Stored items:
========================================================================

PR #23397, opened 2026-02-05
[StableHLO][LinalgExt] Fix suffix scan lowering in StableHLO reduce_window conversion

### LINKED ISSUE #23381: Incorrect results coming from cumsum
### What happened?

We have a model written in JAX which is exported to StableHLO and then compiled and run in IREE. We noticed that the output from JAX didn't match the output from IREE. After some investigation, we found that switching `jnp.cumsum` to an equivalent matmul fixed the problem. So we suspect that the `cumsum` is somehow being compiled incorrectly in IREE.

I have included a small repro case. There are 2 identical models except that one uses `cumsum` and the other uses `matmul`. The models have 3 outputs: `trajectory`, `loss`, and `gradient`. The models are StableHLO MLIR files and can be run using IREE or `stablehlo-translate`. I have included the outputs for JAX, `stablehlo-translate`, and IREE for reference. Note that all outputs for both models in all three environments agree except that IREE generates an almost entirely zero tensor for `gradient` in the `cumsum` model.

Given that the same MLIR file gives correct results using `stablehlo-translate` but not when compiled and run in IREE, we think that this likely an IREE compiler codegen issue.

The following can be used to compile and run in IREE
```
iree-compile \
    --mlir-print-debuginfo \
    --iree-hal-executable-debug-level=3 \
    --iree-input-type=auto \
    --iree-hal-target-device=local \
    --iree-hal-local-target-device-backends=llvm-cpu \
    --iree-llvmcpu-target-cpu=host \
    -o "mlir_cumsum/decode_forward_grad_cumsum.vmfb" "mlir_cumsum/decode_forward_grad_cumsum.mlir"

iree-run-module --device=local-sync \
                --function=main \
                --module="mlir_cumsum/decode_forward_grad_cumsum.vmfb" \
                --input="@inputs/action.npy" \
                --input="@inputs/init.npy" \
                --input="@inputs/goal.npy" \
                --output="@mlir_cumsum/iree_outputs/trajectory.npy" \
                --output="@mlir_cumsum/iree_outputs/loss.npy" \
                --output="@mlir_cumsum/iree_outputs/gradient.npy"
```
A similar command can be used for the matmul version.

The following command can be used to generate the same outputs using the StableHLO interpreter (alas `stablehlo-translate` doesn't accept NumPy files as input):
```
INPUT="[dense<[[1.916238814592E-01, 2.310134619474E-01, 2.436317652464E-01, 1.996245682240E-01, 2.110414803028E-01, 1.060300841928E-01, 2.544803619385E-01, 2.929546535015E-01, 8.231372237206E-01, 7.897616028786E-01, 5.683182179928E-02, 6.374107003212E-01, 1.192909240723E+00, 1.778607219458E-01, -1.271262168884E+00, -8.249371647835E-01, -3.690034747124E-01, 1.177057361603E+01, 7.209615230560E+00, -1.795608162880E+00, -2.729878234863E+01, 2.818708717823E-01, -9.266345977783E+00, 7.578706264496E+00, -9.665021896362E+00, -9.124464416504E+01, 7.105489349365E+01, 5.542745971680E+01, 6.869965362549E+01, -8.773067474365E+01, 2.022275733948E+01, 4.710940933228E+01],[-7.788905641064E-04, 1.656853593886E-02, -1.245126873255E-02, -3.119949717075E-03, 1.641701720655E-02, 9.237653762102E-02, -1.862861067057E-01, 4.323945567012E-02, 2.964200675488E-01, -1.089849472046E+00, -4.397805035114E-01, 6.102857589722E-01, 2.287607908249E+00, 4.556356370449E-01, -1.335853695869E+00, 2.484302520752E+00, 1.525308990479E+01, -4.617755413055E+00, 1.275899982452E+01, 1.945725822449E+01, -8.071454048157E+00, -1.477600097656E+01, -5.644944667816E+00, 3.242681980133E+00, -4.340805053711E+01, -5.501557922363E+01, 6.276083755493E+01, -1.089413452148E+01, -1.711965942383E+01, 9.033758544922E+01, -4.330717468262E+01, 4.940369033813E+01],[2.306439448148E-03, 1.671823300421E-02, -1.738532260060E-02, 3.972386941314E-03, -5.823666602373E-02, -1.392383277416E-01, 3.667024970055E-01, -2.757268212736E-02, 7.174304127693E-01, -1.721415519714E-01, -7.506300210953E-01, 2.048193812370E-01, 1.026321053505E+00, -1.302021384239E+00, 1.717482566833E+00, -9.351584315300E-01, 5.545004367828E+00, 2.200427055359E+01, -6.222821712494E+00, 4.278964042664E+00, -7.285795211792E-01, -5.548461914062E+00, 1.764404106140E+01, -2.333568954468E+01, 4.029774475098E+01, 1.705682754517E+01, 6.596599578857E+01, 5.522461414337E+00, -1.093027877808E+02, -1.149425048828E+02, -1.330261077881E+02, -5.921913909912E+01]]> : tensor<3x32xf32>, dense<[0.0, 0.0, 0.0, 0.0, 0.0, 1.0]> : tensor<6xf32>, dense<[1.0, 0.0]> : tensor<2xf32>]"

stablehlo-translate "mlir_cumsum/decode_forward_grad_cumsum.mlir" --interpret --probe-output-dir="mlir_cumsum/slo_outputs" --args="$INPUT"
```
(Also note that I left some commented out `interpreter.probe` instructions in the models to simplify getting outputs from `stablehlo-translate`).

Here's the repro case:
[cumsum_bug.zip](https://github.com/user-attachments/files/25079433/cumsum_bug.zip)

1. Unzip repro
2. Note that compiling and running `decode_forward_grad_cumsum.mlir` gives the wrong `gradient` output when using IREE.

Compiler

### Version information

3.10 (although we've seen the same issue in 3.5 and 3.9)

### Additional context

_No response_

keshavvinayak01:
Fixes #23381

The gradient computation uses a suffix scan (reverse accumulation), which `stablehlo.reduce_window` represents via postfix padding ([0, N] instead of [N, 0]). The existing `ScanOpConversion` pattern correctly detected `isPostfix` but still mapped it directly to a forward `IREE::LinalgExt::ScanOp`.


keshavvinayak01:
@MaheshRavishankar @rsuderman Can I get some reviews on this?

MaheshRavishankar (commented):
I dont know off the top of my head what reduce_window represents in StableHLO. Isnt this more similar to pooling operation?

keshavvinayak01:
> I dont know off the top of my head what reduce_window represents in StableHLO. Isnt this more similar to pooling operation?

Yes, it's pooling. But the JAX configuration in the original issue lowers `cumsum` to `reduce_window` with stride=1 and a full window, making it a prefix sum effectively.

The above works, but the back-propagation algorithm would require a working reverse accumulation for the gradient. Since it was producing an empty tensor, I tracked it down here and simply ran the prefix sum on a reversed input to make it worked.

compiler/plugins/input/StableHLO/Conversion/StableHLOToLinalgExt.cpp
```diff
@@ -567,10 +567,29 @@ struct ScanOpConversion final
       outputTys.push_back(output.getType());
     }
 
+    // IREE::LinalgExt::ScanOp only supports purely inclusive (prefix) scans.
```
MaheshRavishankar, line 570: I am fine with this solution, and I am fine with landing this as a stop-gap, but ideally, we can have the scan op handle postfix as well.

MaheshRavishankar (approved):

========================================================================

▶ [TASK DIRECTIONS]: Pick every line of the data that includes the string "vmfb".

▶ [SOLUTION TO THIS TASK]:
    -o "mlir_cumsum/decode_forward_grad_cumsum.vmfb" "mlir_cumsum/decode_forward_grad_cumsum.mlir"
                --module="mlir_cumsum/decode_forward_grad_cumsum.vmfb" \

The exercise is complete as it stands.